In this case, I would use curve_fit or lmfit; I quickly show it for the first one.

import numpy as np
import matplotlib.pyplot as plt
from scipy.optimize import curve_fit

def func(x, a, b, c, d):
  return a + b * x + c * x ** 2 + d * x ** 3

x = np.array([0.0, 1.0, 2.0, 3.0,  4.0,  5.0])
y = np.array([0.0, 0.8, 0.9, 0.1, -0.8, -1.0])

print(np.polyfit(x, y, 3))

popt, _ = curve_fit(func, x, y)
print(popt)

popt_cons, _ = curve_fit(func, x, y, bounds=([-np.inf, 2, -np.inf, -np.inf], [np.inf, 2.001, np.inf, np.inf]))
print(popt_cons)

xnew = np.linspace(x[0], x[-1], 1000)

plt.plot(x, y, 'bo')
plt.plot(xnew, func(xnew, *popt), 'k-')
plt.plot(xnew, func(xnew, *popt_cons), 'r-')
plt.show()

This will print:

[ 0.08703704 -0.81349206  1.69312169 -0.03968254]
[-0.03968254  1.69312169 -0.81349206  0.08703704]
[-0.14331349  2.         -0.95913556  0.10494372]

So in the unconstrained case, polyfit and curve_fit give identical results (just the order is different), in the constrained case, the fixed parameter is 2, as desired.

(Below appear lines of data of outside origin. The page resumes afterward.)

PR #2363, opened 2017-05-22
holdingpen: wider search bar

jmartinm:


jacquerie:
Nit: signature was missing from the commit message.

PR #2365, opened 2017-05-22
theme: remove back to INSPIRE toast message

jmartinm:
* Since the message is not helpful at the moment and gets in the way
  when performing other tasks.


jacquerie:
Had to submit #2367 after rebasing (and retouching the commit message) because I can't push to your repository.

PR #2372, opened 2017-05-23
workflows: fix arxiv_plot_extract

### LINKED ISSUE #2371: We are storing str(file) rather than files.
I just discovered on production this:
```
$ cat /opt/inspire/var/data/workflows/files/02/63/bec7-4e2b-45c0-a501-36bb7b64c573/data
<open file '/opt/inspire/var/data/workflows/files/98/f2/2326-2f4d-4c96-bea6-7be3b4bb5ff4/data_files/timing.png', mode 'r' at 0x152e3390>
```
Somehow `str(open_file)` is saved into `data` rather than `open_file`.

kaplun:
* Do actually save plots rather than their name.
  (closes #2371)

### DIFF
--- a/inspirehep/modules/workflows/tasks/arxiv.py
+++ b/inspirehep/modules/workflows/tasks/arxiv.py
@@ -122,7 +122,8 @@ def arxiv_plot_extract(obj, eng):
             return
 
         for idx, plot in enumerate(plots):
-            obj.files[plot.get('name')] = BytesIO(open(plot.get('url')))
+            with open(plot['url']) as plot_file:
+                obj.files[plot.get('name')] = plot_file
             obj.files[plot.get('name')]['description'] = u'{0:05d} {1}'.format(
                 idx, ''.join(plot.get('captions', []))
             )


inspirehep/modules/workflows/tasks/arxiv.py
```diff
@@ -122,7 +122,7 @@ def arxiv_plot_extract(obj, eng):
             return
 
         for idx, plot in enumerate(plots):
-            obj.files[plot.get('name')] = BytesIO(open(plot.get('url')))
```
kaplun: BytesIO transform a string into a stream. Here we already have a stream!

kaplun:
This bugfix is trivial. I can't make a test right now (have to leave). 
I guess a good old regression test is what is needed. But I already expect it to be 100 times larger than the characters I have corrected.

jacquerie:
> But I already expect it to be 100 times larger than the characters I have corrected.

So what? Ensuring that the code we write is correct is hard, so we don't do it?

inspirehep/modules/workflows/tasks/arxiv.py
jacquerie: ...and we leak a file descriptor.

david-caro: Hmm... the only thing I see makes sense to use a bytesio would be:
```python
obj.files[plot.get('name')] = BytesIO(open(plot.get('url'), 'rb').read())
```

Maybe it's one of those python2<->python3 thingies...

btw. I think that you should not use 'get' here, just old `['mykey']` so it  does not silently fail

david-caro: True! Remember to wrap it around `with open('bla') as bla_fd:` or similar to avoid it :)

kaplun: @jacquerie why you say so? Only on jython. The file is closed as soon as it gets out of scope, AFAIK

kaplun:
> So what? Ensuring that the code is correct is hard, so we don't do it?

It's just that I feel I am spending an incredible amount of time testing, and close to zero in comparison implementing. I am really feeling at the end of the day that the ratio shouldn't be this one, otherwise we will reach having a really complete service only in many years.

kaplun:
But of course I will write the test. As it seems that indeed up to now no plots where actually extracted...

jacquerie:
> It's just that I feel I am spending an incredible amount of time testing, and close to zero in comparison implementing.

The code that you just fixed was written in the golden age in which no testing was ever done. Look how amazing it turned out to be!

PR #2373, opened 2017-05-23
workflows: retry arxiv pdf download

### LINKED ISSUE #2360: We should handle arXiv splash pages

jacquerie:
Closes #2360 
Closes #2361 

Testing this is a little more complicated than expected, so I'm going to go forward on it and add some technical debt for later.

### DIFF
--- a/tests/unit/helpers/mocks.py
+++ b/tests/unit/helpers/mocks.py
@@ -67,11 +67,40 @@ class MockFiles(object):
         return item in self.data
 
     def __setitem__(self, key, value):
-        self.data[key] = {'key': key}
+        self.data[key] = MockFileObject(key=key)
+
+    def __delitem__(self, key):
+        del self.data[key]
 
     @property
     def keys(self):
         return self.data.keys()
+
+
+class MockFileObject(object):
+    def __init__(self, key):
+        self.obj = {'key': key}
+
+    def __eq__(self, other):
+        return self.obj['key'] == other.obj['key']
+
+    def __getitem__(self, key):
+        return self.obj[key]
+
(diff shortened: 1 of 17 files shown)


tests/unit/helpers/mocks.py
```diff
@@ -67,13 +67,42 @@ def __contains__(self, item):
...
+        pass
+
+    def get_version(self):
+        return MockObjectVersion()
+
+
+class MockObjectVersion(object):
+    @property
+    def mimetype(self):
+        return 'application/pdf'
```
kaplun: What happened to the test for when arXiv reply the splash page?

kaplun:
Ah. I read now your comment on the PR. OK...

The plot looks then as follows:

In lmfit you can also choose whether a parameter should be fitted or not, so you can then also just set it to a desired value (check this answer).

Answer 2

For completeness, with lmfit the solution would look like this:

import numpy as np
import matplotlib.pyplot as plt
from lmfit import Model

def func(x, a, b, c, d):
    return a + b * x + c * x ** 2 + d * x ** 3

x = np.array([0.0, 1.0, 2.0, 3.0,  4.0,  5.0])
y = np.array([0.0, 0.8, 0.9, 0.1, -0.8, -1.0])

pmodel = Model(func)
params = pmodel.make_params(a=1, b=2, c=1, d=1)

params['b'].vary = False 

result = pmodel.fit(y, params, x=x)

print(result.fit_report())

xnew = np.linspace(x[0], x[-1], 1000)
ynew = result.eval(x=xnew)

plt.plot(x, y, 'bo')
plt.plot(x, result.best_fit, 'k-')
plt.plot(xnew, ynew, 'r-')
plt.show()

which would print a comprehensive report, including uncertainties, correlations and fit statistics as:

[[Model]]
    Model(func)
[[Fit Statistics]]
    # fitting method   = leastsq
    # function evals   = 10
    # data points      = 6
    # variables        = 3
    chi-square         = 0.066
    reduced chi-square = 0.022
    Akaike info crit   = -21.089
    Bayesian info crit = -21.714
[[Variables]]
    a:  -0.14331348 +/- 0.109441 (76.37%) (init= 1)
    b:   2 (fixed)
    c:  -0.95913555 +/- 0.041516 (4.33%) (init= 1)
    d:   0.10494371 +/- 0.008231 (7.84%) (init= 1)
[[Correlations]] (unreported correlations are <  0.100)
    C(c, d)                      = -0.987
    C(a, c)                      = -0.695
    C(a, d)                      =  0.610

and produce a plot of

Note that lmfit.Model has many improvements over curve_fit, including automatically naming parameters based on function arguments, allowing any parameter to have bounds or simply be fixed without requiring nonsense like having upper and lower bounds that are almost equal. The key is that lmfit uses Parameter objects that have attributes instead of plain arrays of fitting variables. lmfit also supports mathematical constraints, composite models (eg, adding or multiplying models), and has superior reports.

Answer 3

Here is a way to do this using scipy.optimize.curve_fit:

First, let's recreate your example (as a sanity check):

import numpy as np
from scipy.optimize import curve_fit
​
def f(x, x3, x2, x1, x0):
    """this is the polynomial function"""
    return x0 + x1*x + x2*(x*x) + x3*(x*x*x)
​
popt, pcov = curve_fit(f, x, y)

print(popt)
#array([ 0.08703704, -0.81349206,  1.69312169, -0.03968254])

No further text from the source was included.